▶ **WORK REQUEST**
In the listing below, find the line with "PR #556, opened 2022-09-15" and the line with "In Germany there". Repeat those two lines and all lines between them exactly.

▶ **DATA PROVIDED**
******
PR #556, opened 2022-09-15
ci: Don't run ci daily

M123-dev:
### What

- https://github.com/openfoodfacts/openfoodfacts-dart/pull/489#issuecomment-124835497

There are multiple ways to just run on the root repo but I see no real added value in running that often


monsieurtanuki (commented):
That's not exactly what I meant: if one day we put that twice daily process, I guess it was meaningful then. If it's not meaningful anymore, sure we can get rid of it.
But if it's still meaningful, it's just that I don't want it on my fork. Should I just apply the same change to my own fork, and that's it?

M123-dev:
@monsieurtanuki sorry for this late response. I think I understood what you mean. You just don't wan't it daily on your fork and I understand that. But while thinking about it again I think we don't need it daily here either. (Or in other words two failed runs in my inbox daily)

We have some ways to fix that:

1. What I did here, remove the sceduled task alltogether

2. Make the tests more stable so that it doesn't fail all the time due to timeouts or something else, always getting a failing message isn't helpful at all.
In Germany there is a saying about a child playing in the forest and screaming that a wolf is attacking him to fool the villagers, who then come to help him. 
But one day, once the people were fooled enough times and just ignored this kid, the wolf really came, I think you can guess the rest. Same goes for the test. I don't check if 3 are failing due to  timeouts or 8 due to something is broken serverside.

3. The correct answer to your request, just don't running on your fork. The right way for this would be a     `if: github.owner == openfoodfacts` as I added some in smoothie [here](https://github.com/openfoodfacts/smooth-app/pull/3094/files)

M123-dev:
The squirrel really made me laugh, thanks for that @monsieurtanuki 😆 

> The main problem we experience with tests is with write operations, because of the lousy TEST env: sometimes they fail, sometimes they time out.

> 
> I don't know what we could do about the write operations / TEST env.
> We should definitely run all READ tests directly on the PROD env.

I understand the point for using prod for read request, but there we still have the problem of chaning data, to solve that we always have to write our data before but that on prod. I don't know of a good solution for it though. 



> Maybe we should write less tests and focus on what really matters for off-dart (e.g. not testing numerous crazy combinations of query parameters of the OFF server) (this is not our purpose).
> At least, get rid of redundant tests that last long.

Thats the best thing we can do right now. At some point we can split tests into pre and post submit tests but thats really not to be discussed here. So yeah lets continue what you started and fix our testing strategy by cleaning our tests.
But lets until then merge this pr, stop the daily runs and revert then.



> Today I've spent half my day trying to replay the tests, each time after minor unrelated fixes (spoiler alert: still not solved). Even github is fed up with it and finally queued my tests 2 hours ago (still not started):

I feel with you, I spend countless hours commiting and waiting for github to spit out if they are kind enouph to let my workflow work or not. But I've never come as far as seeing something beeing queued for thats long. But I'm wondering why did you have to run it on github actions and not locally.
******
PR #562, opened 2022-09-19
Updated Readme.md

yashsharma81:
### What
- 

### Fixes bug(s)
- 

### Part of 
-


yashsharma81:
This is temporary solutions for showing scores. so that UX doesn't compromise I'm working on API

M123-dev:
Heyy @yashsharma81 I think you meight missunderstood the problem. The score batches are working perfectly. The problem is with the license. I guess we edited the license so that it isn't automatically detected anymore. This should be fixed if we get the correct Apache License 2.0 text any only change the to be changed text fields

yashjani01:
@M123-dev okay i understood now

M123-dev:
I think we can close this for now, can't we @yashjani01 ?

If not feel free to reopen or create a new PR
******
▶ **RESULT FOR THIS TASK**
PR #556, opened 2022-09-15
ci: Don't run ci daily

M123-dev:
### What

- https://github.com/openfoodfacts/openfoodfacts-dart/pull/489#issuecomment-124835497

There are multiple ways to just run on the root repo but I see no real added value in running that often


monsieurtanuki (commented):
That's not exactly what I meant: if one day we put that twice daily process, I guess it was meaningful then. If it's not meaningful anymore, sure we can get rid of it.
But if it's still meaningful, it's just that I don't want it on my fork. Should I just apply the same change to my own fork, and that's it?

M123-dev:
@monsieurtanuki sorry for this late response. I think I understood what you mean. You just don't wan't it daily on your fork and I understand that. But while thinking about it again I think we don't need it daily here either. (Or in other words two failed runs in my inbox daily)

We have some ways to fix that:

1. What I did here, remove the sceduled task alltogether

2. Make the tests more stable so that it doesn't fail all the time due to timeouts or something else, always getting a failing message isn't helpful at all.
In Germany there is a saying about a child playing in the forest and screaming that a wolf is attacking him to fool the villagers, who then come to help him. 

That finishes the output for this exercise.